Remote monitoring isn’t new, points out Russ Conwath, a Toronto-based senior research analyst at Info-Tech Research. It’s offered by a number of providers ranging from small Internet companies to giants like Montreal’s CGI Group Inc. either as separate services or in conjunction with data centre outsourcing.
For example, Compugen Inc., a systems integrator with offices across the country, has been offering what it calls proactive remote monitoring for Windows-based systems using a service from Ottawa’s Enable Technologies. It’s priced at $75 a server a month, plus $25 for each application or operating systems. There’s a $50 per sever setup fee.Harv Gamble, the company’s national director of managed service said that lately it has customized software from another provider and in January will use that company’s hosted service as an offering.
Conwath believes Tivoli Live will likely appeal most to medium-sized IBM customers who don’t want to pay the Tivoli licence fees or want to get quickly into system monitoring. “IBM has a brand and a loyal following, and that will bring them a lot of clients,” he said in an interview.
Even the fact that IBM calls it a cloud-based service might attract attention, he added, although what it really means is that Big Blue is hosting the monitoring.
What will differentiate the Tivoli Live, offering, he said, is how IBM sets up the service at the customer’s site. “The problem with monitoring services is that false alarms will kill you,” Conwath said. Some services he’s seen aren’t effective because providers leave it up to the customers to tune their environments.
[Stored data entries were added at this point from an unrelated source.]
PR #676, opened 2015-02-25
CMB profile

certik:
I took the `cmb-profile` branch from https://github.com/robertmaynard/hashstack/tree/cmb-profile/, rebased it and fixed packages to build.

### DIFF
--- a/examples/cmb.darwin.yaml
+++ b/examples/cmb.darwin.yaml
@@ -1,0 +1,68 @@
+# This profile file controls your <#> (HashDist) build environment.
+
+# In the future, we'll provide better incorporation of
+# automatic environment detection.  For now, have a look
+# at the YAML files in the top-level directory and choose
+# the most *specific* file that matches your environment.
+
+extends:
+ - file: osx.yaml
+
+parameters:
+  HOST_MPICC: /usr/local/bin/mpicc
+  HOST_MPICXX: /usr/local/bin/mpic++
+  HOST_CMAKE: /usr/local/bin/cmake
+  PROLOGUE: |
+    export MACOSX_DEPLOYMENT_TARGET=$(sw_vers -productVersion | sed "s/\(10.[0-9]\).*/\1/"); export CXX=/usr/bin/clang++; export CC=/usr/bin/clang;
+
+# The packages list specifies all the packages that you
+# require installed.  <#> will ensure that all packages
+# and their dependencies are installed when you build this
+# profile.
+
+packages:
+  #blas and lapack are required by numpy
+  blas:
+    use: host-osx-framework-accelerate
+  lapack:
+    use: host-osx-framework-accelerate
+  cmake:
+    use: host-cmake
+  mpi:
+    use: host-mpi
+
+  libxml2:
+  png:
+  szip:
+  zlib:
+  boost:
+    toolset: clang
+    address_model: 64
+
+  #file format packages
+  hdf5:
+  netcdf4:
+  netcdf4cpp:
+
+  #now the rest
+  freetype:
+  gdal:
+  kml:
+  matplotlib:
+  molequeue:
+  numpy:
+  python:
+  qt:
+    toolset: unsupported/macx-clang
+    arch: x86_64
+  remus:
+  shiboken:
+  smtk:
+  vxl:
+  zmq:
+  launcher:
+  paraview:
+  cmb:
+
+  #not worth the time to enable
+  #ffmpeg:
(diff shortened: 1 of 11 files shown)


certik:
@robertmaynard the current status is that all dependencies build on my RHEL6 system (I use gcc 4.9.2 from Hashstack). The CMB package fails with:
```
[cmb] /local/certik/tmp/cmb-psaavgrydzrc/Source/VTKExtensions/General/vtkCmbConeSource.cxx:361:16: error: 'MAXIMUM_NUMBER_OF_PIECES' is not a member of 'vtkStreamingDemandDrivenPipeline'
[cmb]    outInfo->Set(vtkStreamingDemandDrivenPipeline::MAXIMUM_NUMBER_OF_PIECES(),
[cmb]                 ^
```
Which suggests that we have incompatible VTK in Hashstack.

Do you know what exact version of VTK and CMB works together? I am using your original versions, and I can update to the latest versions, unless there needs to be a specific version that works.

robertmaynard:
I believe the ParaView version CMB requires
is 55f3b0ed365b5a14a24ab642b5f5aee0483c1096

certik:
Thanks! I have rebuilt Paraview with 55f3b0ed365b5a14a24ab642b5f5aee0483c1096, but I still get exactly the same error with CMB. I'll investigate what's going on with the `vtkStreamingDemandDrivenPipeline::MAXIMUM_NUMBER_OF_PIECES` symbol in VTK in Paraview.

robertmaynard:
MAXIMUM_NUMBER_OF_PIECES was removed in VTK 6.2, so it looks like you
are linking to a newer version of VTK than the one ParaView was built
against.

certik:
I went into ParaView repository, checked out commit 55f3b0ed365b5a14a24ab642b5f5aee0483c1096, did
```
git submodule init
git submodule update
```
it checks out VTK commit a5daf047a2d480eb465e2dcd50c362674fefe326. `git grep` verifies, that `MAXIMUM_NUMBER_OF_PIECES` is not there. Quick poking around shows that `MAXIMUM_NUMBER_OF_PIECES` was removed in https://github.com/Kitware/VTK/commit/1a0b4e9dde815f84e48ee9912d19be9687c97399.

robertmaynard:
hmmm this is pretty old than. Looks
like e90304c0053a68ab316790748e097d810cb17ed1 would be what you want.

certik:
I used e90304c0053a68ab316790748e097d810cb17ed1 (unfortunately had to put your ParaView patches back in...) and it fixed the problem.

Now I am facing the following problem:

“Whether it’s insourced or outsourced, monitoring, set up and configuration takes maintenance. And so far the folks I’ve talked to [both clients and providers] aren’t doing that well.”
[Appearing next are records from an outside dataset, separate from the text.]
PR #678, opened 2015-02-26
Allow to set XLIBGL_CFLAGS/LIBS from a profile

### LINKED ISSUE #675: mesa fails to build (configure: error: Package requirements (x11 xext) were not met)
On RHEL6:
```
[mesa] checking for the pthreads library -llthread... no
[mesa] checking whether pthreads work with -pthread... yes
[mesa] checking for joinable pthread attribute... PTHREAD_CREATE_JOINABLE
[mesa] checking if more special flags are required for pthreads... no
[mesa] checking for PTHREAD_PRIO_INHERIT... no
[mesa] configure: Shared GLAPI should not used with Xlib-GLX, disabling
[mesa] checking for LIBDRM... 
[mesa] no
[mesa] checking for LIBUDEV... 
[mesa] no
[mesa] checking for XLIBGL... 
[mesa] configure: error: Package requirements (x11 xext) were not met:
[mesa] 
[mesa] Package x11 was not found in the pkg-config search path.
[mesa] Perhaps you should add the directory containing `x11.pc'
[mesa] to the PKG_CONFIG_PATH environment variable
[mesa] Package 'x11', required by 'world', not found
[mesa] Package 'xext', required by 'world', not found
[mesa] 
[mesa] Consider adjusting the PKG_CONFIG_PATH environment variable if you
[mesa] installed software in a non-standard prefix.
[mesa] 
[mesa] Alternatively, you may set the environment variables XLIBGL_CFLAGS
[mesa] and XLIBGL_LIBS to avoid the need to call pkg-config.
[mesa] See the pkg-config man page for more details.
[mesa] 
[mesa|ERROR] Command '[u'/bin/bash', '_hashdist/build.sh']' returned non-zero exit status 1
[mesa|ERROR] command failed (code=1); raising
```
This patch fixed it for me:
```diff
diff --git a/pkgs/mesa.yaml b/pkgs/mesa.yaml
index 45a159b..0fa7628 100644
--- a/pkgs/mesa.yaml
+++ b/pkgs/mesa.yaml
@@ -1,5 +1,9 @@
 extends: [autotools_package]
 
+dependencies:
+  build: [pkg-config]
+  run: []
+
 sources:
 - key: tar.bz2:a2rdiese5oc4fa7vt5ybmhqg33iqn6bv
   url: ftp://ftp.freedesktop.org/pub/mesa/10.2.4/MesaLib-10.2.4.tar.bz2
@@ -12,6 +16,8 @@ build_stages:
   handler: bash
   bash: |
     autoreconf -fi
+    export XLIBGL_CFLAGS=" "
+    export XLIBGL_LIBS="-lXext -lX11"
 
 - name: configure
   mode: override
```
How should we integrate this to Hashstack? It seems quite platform specific.

certik:
For example on RHEL6, mesa needs the following profile:
```
  mesa:
    xlibgl_cflags: ' '
    xlibgl_libs: '-lXext -lX11'
```
If you build mesa just with the usual profile:
```
  mesa:
```
Then the two environment variables XLIBGL_CFLAGS and XLIBGL_LIBS will be empty,
and they should not affect the build (e.g. if mesa was working before, it
should continue working).

Fixes #675.

### DIFF
--- a/pkgs/mesa.yaml
+++ b/pkgs/mesa.yaml
@@ -1,5 +1,9 @@
 extends: [autotools_package]
 
+dependencies:
+  build: [pkg-config]
+  run: []
+
 sources:
 - key: tar.bz2:a2rdiese5oc4fa7vt5ybmhqg33iqn6bv
   url: ftp://ftp.freedesktop.org/pub/mesa/10.2.4/MesaLib-10.2.4.tar.bz2
@@ -12,6 +16,8 @@ build_stages:
   handler: bash
   bash: |
     autoreconf -fi
+    export XLIBGL_CFLAGS="{{xlibgl_cflags}}"
+    export XLIBGL_LIBS="{{xlibgl_libs}}"
 
 - name: configure
   mode: override


certik:
@ahmadia let me know what you think. This seems to be needed on RHEL6.

ahmadia:
These don't strike me as profile-wide flags, why not just have them set at the package level?

certik:
I thought these are set on the package level. See the commit log (I've added formatting into the issue description).

ahmadia:
Yeah, I see what you mean.  This seems fine.  You could also have libgl export these environment variables when it's a dependency.

certik:
Well `mesa` doesn't have any dependencies, except on the X11 libraries. The `libGl.so` is provided by `mesa`. We could probably introduce `x11` package and just have it taken from the host. I am not an expert though, so I would be happy to have at least this PR merged, so that it works, and we can think if we want to introduce the `x11` package or not.

certik:
@ahmadia can this be merged, or do you have things that have to be done first?

pkgs/mesa.yaml
```diff
@@ -12,6 +16,8 @@ build_stages:
   handler: bash
   bash: |
     autoreconf -fi
+    export XLIBGL_CFLAGS="{{xlibgl_cflags}}"
+    export XLIBGL_LIBS="{{xlibgl_libs}}"
```
ahmadia: In the future this should be an explicit dependency.

ahmadia:
It looks good to merge, feel free to raise an issue to remind yourself to come back and fix the implicit libgl dependency.

certik:
Thanks! Here is the issue: https://github.com/hashdist/hashstack/issues/681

Tivoli Live Monitoring offers live or e-mail support.
IBM’s Quann said it will be pitched at organizations that rely on critical IT services where an outage from a troubled piece of software or hardware is very costly.
Tivoli Live Monitoring, which is sold through IBM reseller and Tier 1 business partners, is an expansion of IBM’s cloud offerings. There’s also Lotus Live, online collaboration services, as well as storage, backup and virtual desktop services.